### WHAT YOU SHOULD DO
Transcribe, without alteration, the line that includes "Chunk serialization events" and each line after it until the records end, omitting all that precede it.

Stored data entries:
PR #9989, opened 2023-11-30
Chunk serialization events

derverdox:
This patch adds new Chunk events that are called during the serialization / generation process of chunks.

The use case of such events is that heavy saving/loading tasks from cache to the chunk nbt container or vice versa are executed asynchronously as well but in the same thread.


Owen1212055:
I like the principal here, and think that yes it would be very useful to be able to hook onto the chunk loading async in order to add your own data. However, the issue I see here is the PDC really thread safe here? We may need to offer some sort of alternate implementation to ensure that it is safely mutable async. Unsure though, since if the chunk loading is blocked until the async event completion is done theoretically it shouldn't have any duel-thread mutations?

### WRITTEN SOLUTION
Chunk serialization events

derverdox:
This patch adds new Chunk events that are called during the serialization / generation process of chunks.

The use case of such events is that heavy saving/loading tasks from cache to the chunk nbt container or vice versa are executed asynchronously as well but in the same thread.


Owen1212055:
I like the principal here, and think that yes it would be very useful to be able to hook onto the chunk loading async in order to add your own data. However, the issue I see here is the PDC really thread safe here? We may need to offer some sort of alternate implementation to ensure that it is safely mutable async. Unsure though, since if the chunk loading is blocked until the async event completion is done theoretically it shouldn't have any duel-thread mutations?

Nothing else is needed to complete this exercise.